§ **WHAT YOU NEED TO DO**
What appears from the first line of the data below through the line containing "PR #313, opened 2025-11-25", both included, should be copied exactly, and nothing else.

§ **DATASET EXCERPTS**
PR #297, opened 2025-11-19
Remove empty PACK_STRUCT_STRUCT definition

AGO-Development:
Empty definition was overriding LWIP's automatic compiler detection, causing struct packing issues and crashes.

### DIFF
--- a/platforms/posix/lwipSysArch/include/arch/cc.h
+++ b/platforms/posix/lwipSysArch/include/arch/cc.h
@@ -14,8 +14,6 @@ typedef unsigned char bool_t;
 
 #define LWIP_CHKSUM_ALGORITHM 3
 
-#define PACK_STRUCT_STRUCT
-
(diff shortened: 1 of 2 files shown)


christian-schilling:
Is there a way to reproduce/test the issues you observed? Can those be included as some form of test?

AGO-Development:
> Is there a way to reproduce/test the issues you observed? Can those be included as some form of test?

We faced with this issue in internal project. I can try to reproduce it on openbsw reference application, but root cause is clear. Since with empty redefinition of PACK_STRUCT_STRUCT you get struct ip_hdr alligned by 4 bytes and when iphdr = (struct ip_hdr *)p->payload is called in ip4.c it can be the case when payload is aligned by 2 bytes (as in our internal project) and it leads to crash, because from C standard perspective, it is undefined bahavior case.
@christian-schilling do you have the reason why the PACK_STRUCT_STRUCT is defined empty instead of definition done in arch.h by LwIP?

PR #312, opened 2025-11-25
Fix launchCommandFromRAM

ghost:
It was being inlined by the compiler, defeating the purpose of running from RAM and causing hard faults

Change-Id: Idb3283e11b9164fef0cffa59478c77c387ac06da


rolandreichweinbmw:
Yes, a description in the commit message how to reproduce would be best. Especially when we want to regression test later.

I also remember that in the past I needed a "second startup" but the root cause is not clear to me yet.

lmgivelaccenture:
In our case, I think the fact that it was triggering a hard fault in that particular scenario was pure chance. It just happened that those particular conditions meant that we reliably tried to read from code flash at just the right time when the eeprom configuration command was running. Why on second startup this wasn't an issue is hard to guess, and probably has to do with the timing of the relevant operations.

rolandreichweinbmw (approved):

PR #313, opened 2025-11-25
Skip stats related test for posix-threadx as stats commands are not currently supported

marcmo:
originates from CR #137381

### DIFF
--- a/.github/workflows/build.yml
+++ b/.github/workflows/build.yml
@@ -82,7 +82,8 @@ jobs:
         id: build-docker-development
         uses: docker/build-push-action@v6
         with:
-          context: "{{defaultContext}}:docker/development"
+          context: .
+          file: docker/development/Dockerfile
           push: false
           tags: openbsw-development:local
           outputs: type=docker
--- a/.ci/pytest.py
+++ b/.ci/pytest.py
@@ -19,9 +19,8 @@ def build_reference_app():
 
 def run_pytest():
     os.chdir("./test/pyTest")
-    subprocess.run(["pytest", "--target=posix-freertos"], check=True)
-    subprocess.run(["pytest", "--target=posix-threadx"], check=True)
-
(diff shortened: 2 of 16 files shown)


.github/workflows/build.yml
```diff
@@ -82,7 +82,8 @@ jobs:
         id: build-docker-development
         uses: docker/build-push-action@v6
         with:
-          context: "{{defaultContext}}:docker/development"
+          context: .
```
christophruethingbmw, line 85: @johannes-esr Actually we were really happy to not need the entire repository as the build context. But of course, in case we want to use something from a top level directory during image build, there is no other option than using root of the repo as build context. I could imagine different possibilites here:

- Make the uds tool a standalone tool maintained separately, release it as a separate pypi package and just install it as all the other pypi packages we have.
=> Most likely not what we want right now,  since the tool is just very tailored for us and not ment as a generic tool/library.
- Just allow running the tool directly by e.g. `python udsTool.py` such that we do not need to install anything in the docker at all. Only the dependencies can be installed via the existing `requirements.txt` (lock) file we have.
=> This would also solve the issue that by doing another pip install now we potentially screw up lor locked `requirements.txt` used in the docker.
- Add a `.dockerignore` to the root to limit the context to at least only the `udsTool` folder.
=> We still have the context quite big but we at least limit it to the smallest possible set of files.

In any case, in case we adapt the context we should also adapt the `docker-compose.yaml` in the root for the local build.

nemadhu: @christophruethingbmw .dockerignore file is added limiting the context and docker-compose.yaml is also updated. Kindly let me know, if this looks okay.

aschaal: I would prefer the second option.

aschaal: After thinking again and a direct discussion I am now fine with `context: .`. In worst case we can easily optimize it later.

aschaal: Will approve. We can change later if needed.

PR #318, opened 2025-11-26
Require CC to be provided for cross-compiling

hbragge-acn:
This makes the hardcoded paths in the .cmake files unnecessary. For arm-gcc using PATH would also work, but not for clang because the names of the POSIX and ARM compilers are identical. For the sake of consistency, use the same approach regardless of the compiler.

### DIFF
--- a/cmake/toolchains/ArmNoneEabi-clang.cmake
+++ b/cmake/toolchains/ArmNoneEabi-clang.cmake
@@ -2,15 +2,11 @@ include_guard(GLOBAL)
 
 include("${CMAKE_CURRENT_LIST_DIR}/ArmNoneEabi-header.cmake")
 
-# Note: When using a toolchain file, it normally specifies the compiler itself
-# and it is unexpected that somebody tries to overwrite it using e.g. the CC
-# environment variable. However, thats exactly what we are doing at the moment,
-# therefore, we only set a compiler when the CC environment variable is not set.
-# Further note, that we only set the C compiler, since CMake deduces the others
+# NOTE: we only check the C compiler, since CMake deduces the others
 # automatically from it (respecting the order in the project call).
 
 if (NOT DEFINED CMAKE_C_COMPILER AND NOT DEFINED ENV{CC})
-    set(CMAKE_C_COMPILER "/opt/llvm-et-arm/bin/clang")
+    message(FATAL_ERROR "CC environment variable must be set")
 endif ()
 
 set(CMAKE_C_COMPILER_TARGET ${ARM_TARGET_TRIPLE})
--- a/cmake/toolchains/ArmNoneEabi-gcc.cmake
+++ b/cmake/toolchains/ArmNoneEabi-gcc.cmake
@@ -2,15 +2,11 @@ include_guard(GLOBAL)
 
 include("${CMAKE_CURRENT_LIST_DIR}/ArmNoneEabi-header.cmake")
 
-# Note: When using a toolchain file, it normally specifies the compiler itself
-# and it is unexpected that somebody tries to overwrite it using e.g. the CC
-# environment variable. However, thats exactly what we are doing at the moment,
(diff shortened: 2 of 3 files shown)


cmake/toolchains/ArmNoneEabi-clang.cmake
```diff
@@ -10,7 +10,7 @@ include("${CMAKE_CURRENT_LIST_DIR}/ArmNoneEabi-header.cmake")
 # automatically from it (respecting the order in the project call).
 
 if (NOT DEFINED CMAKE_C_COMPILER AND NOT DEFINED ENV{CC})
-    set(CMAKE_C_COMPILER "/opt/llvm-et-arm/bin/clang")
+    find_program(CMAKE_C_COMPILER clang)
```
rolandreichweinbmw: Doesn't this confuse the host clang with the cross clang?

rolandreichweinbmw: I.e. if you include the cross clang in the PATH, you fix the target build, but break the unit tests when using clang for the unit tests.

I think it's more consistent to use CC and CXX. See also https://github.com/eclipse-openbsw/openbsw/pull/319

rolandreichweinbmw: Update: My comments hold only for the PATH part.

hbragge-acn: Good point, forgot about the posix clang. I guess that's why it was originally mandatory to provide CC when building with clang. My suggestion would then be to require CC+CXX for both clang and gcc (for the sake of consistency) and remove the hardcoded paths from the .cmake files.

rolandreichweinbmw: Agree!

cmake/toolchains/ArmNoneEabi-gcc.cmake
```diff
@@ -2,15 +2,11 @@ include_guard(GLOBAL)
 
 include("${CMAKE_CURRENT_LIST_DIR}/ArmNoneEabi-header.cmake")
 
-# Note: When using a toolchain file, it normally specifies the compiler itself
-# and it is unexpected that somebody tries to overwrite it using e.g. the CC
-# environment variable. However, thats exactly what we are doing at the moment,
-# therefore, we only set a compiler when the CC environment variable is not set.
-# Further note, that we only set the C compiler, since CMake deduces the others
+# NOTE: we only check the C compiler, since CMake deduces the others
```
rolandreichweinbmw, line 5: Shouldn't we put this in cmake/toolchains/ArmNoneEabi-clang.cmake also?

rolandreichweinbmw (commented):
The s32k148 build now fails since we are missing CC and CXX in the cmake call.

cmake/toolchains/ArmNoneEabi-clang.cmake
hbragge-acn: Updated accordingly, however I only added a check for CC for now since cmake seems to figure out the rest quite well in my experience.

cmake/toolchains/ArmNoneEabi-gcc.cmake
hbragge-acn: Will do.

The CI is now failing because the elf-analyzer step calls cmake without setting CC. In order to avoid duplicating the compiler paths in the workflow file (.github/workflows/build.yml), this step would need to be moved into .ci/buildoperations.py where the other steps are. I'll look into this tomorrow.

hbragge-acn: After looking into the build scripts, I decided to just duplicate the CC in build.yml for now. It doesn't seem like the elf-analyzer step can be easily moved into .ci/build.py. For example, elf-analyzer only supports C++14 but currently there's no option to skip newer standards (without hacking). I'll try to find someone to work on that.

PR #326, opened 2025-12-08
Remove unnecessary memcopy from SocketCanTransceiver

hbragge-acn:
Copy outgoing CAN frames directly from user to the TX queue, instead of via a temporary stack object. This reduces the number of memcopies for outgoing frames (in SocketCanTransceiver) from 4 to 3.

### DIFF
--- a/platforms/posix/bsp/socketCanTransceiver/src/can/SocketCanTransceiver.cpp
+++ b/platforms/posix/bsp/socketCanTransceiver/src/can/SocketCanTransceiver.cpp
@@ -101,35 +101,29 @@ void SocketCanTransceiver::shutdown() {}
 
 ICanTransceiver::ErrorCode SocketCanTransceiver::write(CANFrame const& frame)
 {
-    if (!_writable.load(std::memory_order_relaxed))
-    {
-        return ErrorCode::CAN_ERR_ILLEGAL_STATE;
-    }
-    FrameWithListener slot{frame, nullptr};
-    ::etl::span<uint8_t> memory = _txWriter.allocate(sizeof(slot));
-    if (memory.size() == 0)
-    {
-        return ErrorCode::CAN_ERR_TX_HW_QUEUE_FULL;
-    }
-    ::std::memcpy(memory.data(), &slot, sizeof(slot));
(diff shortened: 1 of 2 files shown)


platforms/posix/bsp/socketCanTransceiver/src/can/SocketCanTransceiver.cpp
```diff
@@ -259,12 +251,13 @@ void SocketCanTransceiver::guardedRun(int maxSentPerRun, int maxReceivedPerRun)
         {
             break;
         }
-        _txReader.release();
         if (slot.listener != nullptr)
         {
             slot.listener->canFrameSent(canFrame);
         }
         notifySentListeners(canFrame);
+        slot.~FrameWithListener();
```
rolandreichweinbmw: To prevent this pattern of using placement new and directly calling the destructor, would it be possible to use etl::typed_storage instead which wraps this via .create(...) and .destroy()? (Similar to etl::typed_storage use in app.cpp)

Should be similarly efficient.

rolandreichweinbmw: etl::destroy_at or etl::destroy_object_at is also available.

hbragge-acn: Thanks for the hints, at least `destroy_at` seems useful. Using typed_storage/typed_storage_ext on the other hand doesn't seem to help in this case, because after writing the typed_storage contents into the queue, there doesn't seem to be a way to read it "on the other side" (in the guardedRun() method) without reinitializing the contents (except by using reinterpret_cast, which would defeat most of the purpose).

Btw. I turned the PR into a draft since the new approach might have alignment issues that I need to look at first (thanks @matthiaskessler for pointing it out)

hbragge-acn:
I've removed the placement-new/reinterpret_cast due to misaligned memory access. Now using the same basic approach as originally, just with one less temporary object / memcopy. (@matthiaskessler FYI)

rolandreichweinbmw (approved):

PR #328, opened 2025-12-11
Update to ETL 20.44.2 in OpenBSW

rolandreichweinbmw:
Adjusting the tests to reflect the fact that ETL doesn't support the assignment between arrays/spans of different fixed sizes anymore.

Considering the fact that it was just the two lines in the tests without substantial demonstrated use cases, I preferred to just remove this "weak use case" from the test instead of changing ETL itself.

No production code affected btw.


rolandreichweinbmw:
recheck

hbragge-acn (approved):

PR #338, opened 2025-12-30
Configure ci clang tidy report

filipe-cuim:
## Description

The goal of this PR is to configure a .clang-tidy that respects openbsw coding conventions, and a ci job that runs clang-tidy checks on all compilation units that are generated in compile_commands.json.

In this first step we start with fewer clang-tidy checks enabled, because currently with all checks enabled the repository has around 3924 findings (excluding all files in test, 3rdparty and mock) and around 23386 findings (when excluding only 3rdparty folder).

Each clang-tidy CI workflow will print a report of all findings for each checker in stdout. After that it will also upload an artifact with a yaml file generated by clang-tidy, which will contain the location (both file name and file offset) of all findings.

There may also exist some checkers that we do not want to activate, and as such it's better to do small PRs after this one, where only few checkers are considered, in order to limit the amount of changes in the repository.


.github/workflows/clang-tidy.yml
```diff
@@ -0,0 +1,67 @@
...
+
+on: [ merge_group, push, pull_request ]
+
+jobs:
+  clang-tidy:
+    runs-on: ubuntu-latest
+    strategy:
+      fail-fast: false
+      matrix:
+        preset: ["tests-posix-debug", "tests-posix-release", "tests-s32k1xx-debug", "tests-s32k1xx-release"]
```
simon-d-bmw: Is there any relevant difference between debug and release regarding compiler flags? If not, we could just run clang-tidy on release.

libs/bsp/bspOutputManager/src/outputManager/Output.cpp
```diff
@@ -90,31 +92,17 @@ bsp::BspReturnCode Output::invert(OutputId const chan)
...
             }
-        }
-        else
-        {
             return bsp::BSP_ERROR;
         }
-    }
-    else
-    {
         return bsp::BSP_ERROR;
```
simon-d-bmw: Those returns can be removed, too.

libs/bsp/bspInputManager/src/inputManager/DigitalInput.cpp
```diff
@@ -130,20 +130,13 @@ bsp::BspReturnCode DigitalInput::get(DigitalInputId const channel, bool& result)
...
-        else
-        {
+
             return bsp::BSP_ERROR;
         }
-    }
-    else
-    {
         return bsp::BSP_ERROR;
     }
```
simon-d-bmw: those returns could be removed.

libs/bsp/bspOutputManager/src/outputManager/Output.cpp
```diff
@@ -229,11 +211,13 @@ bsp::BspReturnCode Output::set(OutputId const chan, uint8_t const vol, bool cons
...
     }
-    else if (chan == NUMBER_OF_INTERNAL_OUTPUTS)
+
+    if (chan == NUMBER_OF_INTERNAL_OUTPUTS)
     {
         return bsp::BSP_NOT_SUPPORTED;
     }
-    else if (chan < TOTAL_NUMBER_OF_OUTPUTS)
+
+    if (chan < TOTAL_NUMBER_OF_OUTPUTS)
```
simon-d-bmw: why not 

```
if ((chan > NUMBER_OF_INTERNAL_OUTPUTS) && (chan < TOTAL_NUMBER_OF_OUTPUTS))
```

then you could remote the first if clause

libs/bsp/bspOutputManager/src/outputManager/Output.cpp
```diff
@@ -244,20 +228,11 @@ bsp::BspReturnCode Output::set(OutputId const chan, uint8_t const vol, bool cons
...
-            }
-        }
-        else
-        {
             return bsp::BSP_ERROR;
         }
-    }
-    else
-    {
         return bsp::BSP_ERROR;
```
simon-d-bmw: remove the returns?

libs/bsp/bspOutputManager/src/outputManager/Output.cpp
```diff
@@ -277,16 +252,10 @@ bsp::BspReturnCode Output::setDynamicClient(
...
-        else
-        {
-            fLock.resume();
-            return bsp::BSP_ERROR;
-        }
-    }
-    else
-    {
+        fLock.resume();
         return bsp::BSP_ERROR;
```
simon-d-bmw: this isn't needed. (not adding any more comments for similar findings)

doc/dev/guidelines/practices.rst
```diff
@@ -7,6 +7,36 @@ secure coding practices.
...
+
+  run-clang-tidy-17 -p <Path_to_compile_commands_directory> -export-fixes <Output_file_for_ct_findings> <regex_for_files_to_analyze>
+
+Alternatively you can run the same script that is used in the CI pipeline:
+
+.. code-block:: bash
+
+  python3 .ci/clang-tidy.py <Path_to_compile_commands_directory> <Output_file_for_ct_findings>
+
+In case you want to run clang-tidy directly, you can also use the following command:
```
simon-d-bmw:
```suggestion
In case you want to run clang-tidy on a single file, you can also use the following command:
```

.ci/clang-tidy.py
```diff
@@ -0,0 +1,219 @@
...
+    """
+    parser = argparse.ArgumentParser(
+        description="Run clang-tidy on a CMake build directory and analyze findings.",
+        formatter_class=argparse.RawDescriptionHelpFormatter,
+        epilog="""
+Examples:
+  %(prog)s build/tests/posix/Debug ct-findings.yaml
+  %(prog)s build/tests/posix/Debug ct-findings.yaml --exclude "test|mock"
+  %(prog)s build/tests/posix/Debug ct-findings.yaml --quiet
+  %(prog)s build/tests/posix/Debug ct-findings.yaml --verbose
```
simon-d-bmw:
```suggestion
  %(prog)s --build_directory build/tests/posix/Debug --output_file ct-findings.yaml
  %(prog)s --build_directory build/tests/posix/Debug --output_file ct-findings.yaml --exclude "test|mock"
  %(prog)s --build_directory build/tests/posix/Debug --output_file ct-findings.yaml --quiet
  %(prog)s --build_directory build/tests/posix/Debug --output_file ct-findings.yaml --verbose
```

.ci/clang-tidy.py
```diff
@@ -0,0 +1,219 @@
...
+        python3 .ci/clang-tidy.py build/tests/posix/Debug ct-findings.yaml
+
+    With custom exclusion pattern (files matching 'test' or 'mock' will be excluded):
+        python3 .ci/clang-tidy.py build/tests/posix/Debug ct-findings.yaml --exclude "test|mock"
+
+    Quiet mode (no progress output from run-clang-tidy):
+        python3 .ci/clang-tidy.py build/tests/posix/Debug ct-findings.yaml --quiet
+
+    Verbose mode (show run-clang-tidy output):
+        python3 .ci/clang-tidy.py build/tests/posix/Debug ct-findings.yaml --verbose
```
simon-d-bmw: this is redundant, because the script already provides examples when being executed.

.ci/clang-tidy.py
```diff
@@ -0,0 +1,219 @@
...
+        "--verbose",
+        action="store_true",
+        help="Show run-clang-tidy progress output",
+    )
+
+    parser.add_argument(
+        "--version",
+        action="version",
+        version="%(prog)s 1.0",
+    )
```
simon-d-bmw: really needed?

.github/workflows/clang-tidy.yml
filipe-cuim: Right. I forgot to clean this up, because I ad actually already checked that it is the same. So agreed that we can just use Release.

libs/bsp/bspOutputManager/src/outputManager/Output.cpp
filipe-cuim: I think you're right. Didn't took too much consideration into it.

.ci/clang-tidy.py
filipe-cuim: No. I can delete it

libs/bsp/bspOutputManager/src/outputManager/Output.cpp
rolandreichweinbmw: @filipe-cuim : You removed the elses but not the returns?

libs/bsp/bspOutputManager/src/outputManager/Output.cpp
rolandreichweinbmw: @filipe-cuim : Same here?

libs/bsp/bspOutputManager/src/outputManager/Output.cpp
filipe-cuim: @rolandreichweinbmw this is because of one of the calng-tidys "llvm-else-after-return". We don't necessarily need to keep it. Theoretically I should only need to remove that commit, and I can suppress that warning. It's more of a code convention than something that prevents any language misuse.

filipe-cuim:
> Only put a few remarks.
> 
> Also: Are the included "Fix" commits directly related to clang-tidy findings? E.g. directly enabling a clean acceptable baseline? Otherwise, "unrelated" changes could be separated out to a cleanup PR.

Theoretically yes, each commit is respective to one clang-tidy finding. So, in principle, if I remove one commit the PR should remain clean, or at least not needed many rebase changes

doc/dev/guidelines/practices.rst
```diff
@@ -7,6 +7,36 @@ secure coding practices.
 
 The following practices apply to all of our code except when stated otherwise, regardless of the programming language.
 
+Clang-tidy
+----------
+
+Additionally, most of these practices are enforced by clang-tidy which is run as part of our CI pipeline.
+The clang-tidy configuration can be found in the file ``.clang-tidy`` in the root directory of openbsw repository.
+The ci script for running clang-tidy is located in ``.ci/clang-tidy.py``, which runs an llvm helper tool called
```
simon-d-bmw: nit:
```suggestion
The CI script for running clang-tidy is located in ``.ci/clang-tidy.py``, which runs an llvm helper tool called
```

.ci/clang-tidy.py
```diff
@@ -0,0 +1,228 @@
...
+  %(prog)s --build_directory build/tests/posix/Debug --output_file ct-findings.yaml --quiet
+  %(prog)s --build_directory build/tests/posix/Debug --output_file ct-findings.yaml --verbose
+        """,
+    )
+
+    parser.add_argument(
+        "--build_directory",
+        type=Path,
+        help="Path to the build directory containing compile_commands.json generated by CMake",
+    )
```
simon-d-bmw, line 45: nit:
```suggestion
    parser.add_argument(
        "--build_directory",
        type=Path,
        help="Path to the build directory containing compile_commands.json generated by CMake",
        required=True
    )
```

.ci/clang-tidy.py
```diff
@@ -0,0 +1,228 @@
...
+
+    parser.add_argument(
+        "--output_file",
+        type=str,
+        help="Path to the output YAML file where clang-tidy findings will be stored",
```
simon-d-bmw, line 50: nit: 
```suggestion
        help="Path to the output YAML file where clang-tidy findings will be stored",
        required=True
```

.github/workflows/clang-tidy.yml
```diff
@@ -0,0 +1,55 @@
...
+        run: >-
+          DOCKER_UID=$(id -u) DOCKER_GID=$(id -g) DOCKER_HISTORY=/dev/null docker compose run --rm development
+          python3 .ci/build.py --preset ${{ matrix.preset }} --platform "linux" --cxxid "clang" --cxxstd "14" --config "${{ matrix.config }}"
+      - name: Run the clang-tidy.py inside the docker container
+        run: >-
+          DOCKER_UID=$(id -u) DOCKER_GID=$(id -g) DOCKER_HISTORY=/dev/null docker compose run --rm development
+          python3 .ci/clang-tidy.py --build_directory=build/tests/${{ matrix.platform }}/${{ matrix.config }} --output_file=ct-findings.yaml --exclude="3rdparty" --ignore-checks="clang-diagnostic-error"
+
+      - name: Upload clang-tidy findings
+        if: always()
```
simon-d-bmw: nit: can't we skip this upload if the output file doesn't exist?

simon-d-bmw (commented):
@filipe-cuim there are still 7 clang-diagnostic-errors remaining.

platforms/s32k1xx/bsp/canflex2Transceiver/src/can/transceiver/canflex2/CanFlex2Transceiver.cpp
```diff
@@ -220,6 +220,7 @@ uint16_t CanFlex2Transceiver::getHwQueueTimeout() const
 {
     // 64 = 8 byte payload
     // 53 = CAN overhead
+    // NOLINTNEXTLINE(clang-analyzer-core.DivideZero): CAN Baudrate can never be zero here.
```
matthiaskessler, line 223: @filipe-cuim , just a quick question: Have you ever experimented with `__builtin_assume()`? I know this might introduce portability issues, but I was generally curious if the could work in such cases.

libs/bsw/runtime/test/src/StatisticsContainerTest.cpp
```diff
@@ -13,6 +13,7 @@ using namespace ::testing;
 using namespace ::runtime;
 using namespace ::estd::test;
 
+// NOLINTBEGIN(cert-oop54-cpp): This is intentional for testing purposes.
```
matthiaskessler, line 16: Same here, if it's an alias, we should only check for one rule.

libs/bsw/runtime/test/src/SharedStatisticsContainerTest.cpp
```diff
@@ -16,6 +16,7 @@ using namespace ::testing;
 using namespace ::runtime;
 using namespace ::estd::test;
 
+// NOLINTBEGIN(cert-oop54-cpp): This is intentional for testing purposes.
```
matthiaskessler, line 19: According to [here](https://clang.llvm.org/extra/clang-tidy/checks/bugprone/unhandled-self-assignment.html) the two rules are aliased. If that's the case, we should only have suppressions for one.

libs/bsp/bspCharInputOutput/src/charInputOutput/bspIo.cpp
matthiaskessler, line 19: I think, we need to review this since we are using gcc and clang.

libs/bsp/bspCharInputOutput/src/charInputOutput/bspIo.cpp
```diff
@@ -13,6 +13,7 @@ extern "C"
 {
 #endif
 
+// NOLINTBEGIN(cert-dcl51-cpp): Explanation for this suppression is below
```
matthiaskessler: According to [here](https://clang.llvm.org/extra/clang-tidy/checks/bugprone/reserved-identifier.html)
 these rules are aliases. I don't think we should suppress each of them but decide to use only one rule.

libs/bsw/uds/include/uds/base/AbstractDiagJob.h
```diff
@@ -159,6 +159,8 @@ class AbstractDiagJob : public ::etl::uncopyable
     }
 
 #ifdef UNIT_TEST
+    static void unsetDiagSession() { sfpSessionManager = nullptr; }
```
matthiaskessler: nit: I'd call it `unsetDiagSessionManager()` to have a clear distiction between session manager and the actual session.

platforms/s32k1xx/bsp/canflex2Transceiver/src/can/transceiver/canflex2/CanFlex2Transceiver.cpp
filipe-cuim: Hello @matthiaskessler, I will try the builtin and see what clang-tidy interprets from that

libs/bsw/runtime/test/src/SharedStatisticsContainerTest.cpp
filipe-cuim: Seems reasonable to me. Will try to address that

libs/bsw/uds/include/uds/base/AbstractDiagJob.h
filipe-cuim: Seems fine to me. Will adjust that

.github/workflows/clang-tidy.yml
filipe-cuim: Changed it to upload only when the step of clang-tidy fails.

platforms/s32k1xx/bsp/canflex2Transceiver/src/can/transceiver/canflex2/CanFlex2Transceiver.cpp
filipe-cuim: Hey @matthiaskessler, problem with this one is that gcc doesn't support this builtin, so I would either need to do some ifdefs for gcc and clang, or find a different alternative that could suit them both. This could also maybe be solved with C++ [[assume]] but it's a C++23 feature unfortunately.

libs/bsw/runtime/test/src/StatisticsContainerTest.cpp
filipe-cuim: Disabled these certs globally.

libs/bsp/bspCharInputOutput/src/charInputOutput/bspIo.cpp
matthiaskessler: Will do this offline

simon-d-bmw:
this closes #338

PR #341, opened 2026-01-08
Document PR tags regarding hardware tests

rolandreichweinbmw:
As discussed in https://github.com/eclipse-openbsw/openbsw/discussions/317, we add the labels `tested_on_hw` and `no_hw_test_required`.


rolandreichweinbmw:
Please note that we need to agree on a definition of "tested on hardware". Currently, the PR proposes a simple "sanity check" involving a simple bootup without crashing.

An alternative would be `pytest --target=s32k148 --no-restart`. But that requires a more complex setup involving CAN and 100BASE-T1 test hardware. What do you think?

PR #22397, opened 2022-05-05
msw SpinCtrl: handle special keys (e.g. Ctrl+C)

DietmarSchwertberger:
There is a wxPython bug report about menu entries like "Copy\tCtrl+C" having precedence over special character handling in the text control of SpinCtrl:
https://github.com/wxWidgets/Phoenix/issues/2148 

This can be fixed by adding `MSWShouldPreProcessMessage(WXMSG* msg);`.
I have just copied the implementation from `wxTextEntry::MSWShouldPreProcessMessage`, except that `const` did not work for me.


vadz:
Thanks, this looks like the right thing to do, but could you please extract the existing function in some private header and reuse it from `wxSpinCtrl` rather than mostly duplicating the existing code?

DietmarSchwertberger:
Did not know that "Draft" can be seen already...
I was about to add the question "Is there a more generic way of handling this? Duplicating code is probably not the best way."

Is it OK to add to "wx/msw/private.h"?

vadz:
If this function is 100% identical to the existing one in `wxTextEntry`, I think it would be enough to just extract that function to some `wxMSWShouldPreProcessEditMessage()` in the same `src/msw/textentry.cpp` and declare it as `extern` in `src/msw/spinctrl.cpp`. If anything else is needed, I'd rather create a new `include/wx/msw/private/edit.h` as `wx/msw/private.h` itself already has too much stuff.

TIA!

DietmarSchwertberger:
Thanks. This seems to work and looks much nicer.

§ **RESPONSE FOR THIS EXERCISE**
PR #297, opened 2025-11-19
Remove empty PACK_STRUCT_STRUCT definition

AGO-Development:
Empty definition was overriding LWIP's automatic compiler detection, causing struct packing issues and crashes.

### DIFF
--- a/platforms/posix/lwipSysArch/include/arch/cc.h
+++ b/platforms/posix/lwipSysArch/include/arch/cc.h
@@ -14,8 +14,6 @@ typedef unsigned char bool_t;
 
 #define LWIP_CHKSUM_ALGORITHM 3
 
-#define PACK_STRUCT_STRUCT
-
(diff shortened: 1 of 2 files shown)


christian-schilling:
Is there a way to reproduce/test the issues you observed? Can those be included as some form of test?

AGO-Development:
> Is there a way to reproduce/test the issues you observed? Can those be included as some form of test?

We faced with this issue in internal project. I can try to reproduce it on openbsw reference application, but root cause is clear. Since with empty redefinition of PACK_STRUCT_STRUCT you get struct ip_hdr alligned by 4 bytes and when iphdr = (struct ip_hdr *)p->payload is called in ip4.c it can be the case when payload is aligned by 2 bytes (as in our internal project) and it leads to crash, because from C standard perspective, it is undefined bahavior case.
@christian-schilling do you have the reason why the PACK_STRUCT_STRUCT is defined empty instead of definition done in arch.h by LwIP?

PR #312, opened 2025-11-25
Fix launchCommandFromRAM

ghost:
It was being inlined by the compiler, defeating the purpose of running from RAM and causing hard faults

Change-Id: Idb3283e11b9164fef0cffa59478c77c387ac06da


rolandreichweinbmw:
Yes, a description in the commit message how to reproduce would be best. Especially when we want to regression test later.

I also remember that in the past I needed a "second startup" but the root cause is not clear to me yet.

lmgivelaccenture:
In our case, I think the fact that it was triggering a hard fault in that particular scenario was pure chance. It just happened that those particular conditions meant that we reliably tried to read from code flash at just the right time when the eeprom configuration command was running. Why on second startup this wasn't an issue is hard to guess, and probably has to do with the timing of the relevant operations.

rolandreichweinbmw (approved):

PR #313, opened 2025-11-25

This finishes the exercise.